Suddenly we are all working from home. And just as suddenly, the Net is filled with advice on how to WFH — from some who love it and others who find it one more thing to survive.
I have been working from home for six years now, and let me first state the obvious: It is a lot easier when you can work for a few hours by yourself then go out to an exercise class, lunch with friends or to play with the grandkids.
Some have long thought working from home sounded ideal -- no commute, wearing whatever, having the contents of the kitchen at hand and loving pets nearby. You could be home to accept packages and to deal with repair people. You could set your own hours.
But from the outset, I saw the downside. Primarily, that it is isolating. I missed working on stories out in the community then returning to the office to share the news and everyone's enthusiasm. Plus, at the Pleasanton Weekly, we are all involved in the Wednesday production of the print edition, proofing pages and inspecting layouts before we go to press. We were a team, so it was an adjustment to be separated.
Now managers recognize this, and offices, including the Weekly, are holding virtual get-togethers as well as staff meetings. At our first "fun Friday" gathering online last week, it was particularly enjoyable for me because it had been many months since I had seen anyone from work, in person or virtually.

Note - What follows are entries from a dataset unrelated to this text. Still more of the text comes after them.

Issue #1365, opened 2020-01-08
New release?


haya14busa:
related: #1280 

It seems go-github didn't release new version since Sep 8, 2019 and there are [about 50 commits](https://github.com/google/go-github/compare/v28.1.1...master) since the last release.
Can you release new version? 

Thanks in advance!

gmlewis:
Yes, I would like to get approval from @willnorris for #1344 and merge that first, as that would be the first major release since the discussion in #1280.

Maybe we should merge master into #1344 before merging to make a single large release?  I'll comment on the PR.

haya14busa:
Thank you for the quick response! 

> Maybe we should merge master into #1344 before merging to make a single large release?

Were there any breaking changes? If so, go-github must bump major version first. If no, I think go-github should just bump minor tag.

p.s. @gmlewis Thank you for maintaining the project :heart:

gmlewis:
Yes, there have been many breaking changes.  #1344 is bumping the major version for the breaking changes up to that point... and if we decide to do another release immediately after that (without first merging master into #1344) we would need to bump the major version again with more breaking changes.

For a while there, I was trying to be strict about semver releases after every merge (major, minor, patch), but the volume just got to be too much.

Thank you for the kind words, @haya14busa!

fleskesvor:
A new version would be great, but if you can't wait for it to be released, you can get features from the head of master into a project that uses Go modules with `go get -v github.com/google/go-github/v28@master` (which I only recently learned).

gmlewis:
We just released `v29.0.0`.
Closing.

gmlewis:
Ugh, I broke the build... trying to figure out how to roll it back...

PR #1367, opened 2020-01-09
Bump major version to v29 (take 2)

gmlewis:
This is the second attempt to bump the major version to v29 after #1344 failed.
Release `v29.0.0` was broken so this will be released as `v29.0.1`.


gmlewis:
@dmitshur - if you could please check this when you get a chance, I would greatly appreciate it!
I will release this as `v29.0.1` if there are no objections.

gmlewis:
Fixes #1365.

gmlewis:
Thank you, @dmitshur!
Merging.

PR #1283, opened 2019-09-13
Added support for allowing apps to push to protected branches

shibasisp:
fixes #1275

PR #1370, opened 2020-01-09
Fix JSON unmarshal error of App.app.events

haya14busa:
I got following error.
json: cannot unmarshal string into Go struct field App.app.events of
type github.Event

It's regression from #1283 and event type should be actually string.

https://developer.github.com/v3/apps/#get-a-single-github-app
https://developer.github.com/v3/repos/branches/#list-apps-with-access-to-protected-branch


haya14busa:
@gmlewis Can you release new patch version (v29.0.2)? v29 is broken unless including this fix.

gmlewis:
Yes indeed.  Releasing 29.0.2 now.

haya14busa:
Thanks! :+1:

PR #1372, opened 2020-01-10
Implement file deletion for CreateTree

### LINKED ISSUE #1371: The Tree API does not allow for file deletion
In order to delete a file via the  [Github REST API v3](https://developer.github.com/v3/git/trees/#create-a-tree) a file's sha need to be null as per the documentation

> The SHA1 checksum ID of the object in the tree. Also called tree.sha. If the value is null then the file will be deleted. 

The library's implementation defines the `sha` field as a pointer to a string with  that will be ignored when json serialized:

```
type TreeEntry struct {
	SHA     *string 'json:"sha,omitempty"'
         ................
}
```

When submitting a `POST` request to the `repos/%v/%v/git/trees` API with no sha and no content validation fails with response `422 Must supply tree.sha or tree.content []`

Please advise how a file should be deleted using the library

gmlewis:
Fixes #1371.

### DIFF
--- a/github/git_trees.go
+++ b/github/git_trees.go
@@ -44,6 +44,20 @@ func (t TreeEntry) String() string {
 	return Stringify(t)
 }
 
+// treeEntryWithFileDelete is used internally to delete a file whose
+// Content and SHA fields are empty. It does this by removing the "omitempty"
+// tag modifier on the SHA field which causes the GitHub API to receive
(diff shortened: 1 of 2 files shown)


gmlewis:
Awaiting code review before merging.

gmlewis:
Thank you, @wesleimp !
Merging.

What I enjoy most while working from home is telephone interviews, connecting with another person. Since I cover arts and entertainment and write features on people doing interesting things, everyone I interview is truly engaged and excited to share with me.
When I hang up the phone, I tell my cat all about it, and we discuss the best way to approach the story. JK. I usually wander into the kitchen to refresh my coffee or tea, then come back to capture the subject's enthusiasm in words while it is fresh in my mind.
Which brings me to another drawback of working at home: distractions. My mind is clearest and I focus best from 5 to 9 in the morning so the main distractions are the need to refill my coffee cup and the lure of watching the sun rise. As a deadline approaches, so does my concentration, which is pretty typical in my business. Story not due for a week? Facebook beckons.
One oft-stated tip is to get dressed, but at 5 a.m. this does not seem a priority. However! Even a telephone interview calls for a certain professionalism in my attire, I believe. I am not talking pantsuit and heels here, but something I could answer the door in. I give myself a 9 a.m. deadline to be showered and presentable. A department store's email just featured outfits for WFH. This distracted me for about 10 minutes but I managed to resist spending $62 on the attractive, comfy loungewear.
Another tip is to set up a defined place to work. I have a corner that has everything within reach – screen cleaner, telephone charger, good light and my Bluetooth speaker at hand. But I sometimes write at the dining room table for a change of scenery. Or in the guest room, which stays cool even on the hottest summer days.
A key tip for me, which has proven so true these past two weeks, has been: Have a pet. Of course, a spouse might be better. And this brings up the subject of children. If you are working from home with children, God bless you and good luck. I cannot even imagine this in my own life although I am "watching" with admiration as my daughter and son manage their families, including working and home schooling.
As we are all learning, we make do with what we have and we cope the best we can. I am giving myself permission to slack off sometimes – watch that old rerun on Netflix, even in the middle of the day. We have to be kind to everyone these days, including ourselves.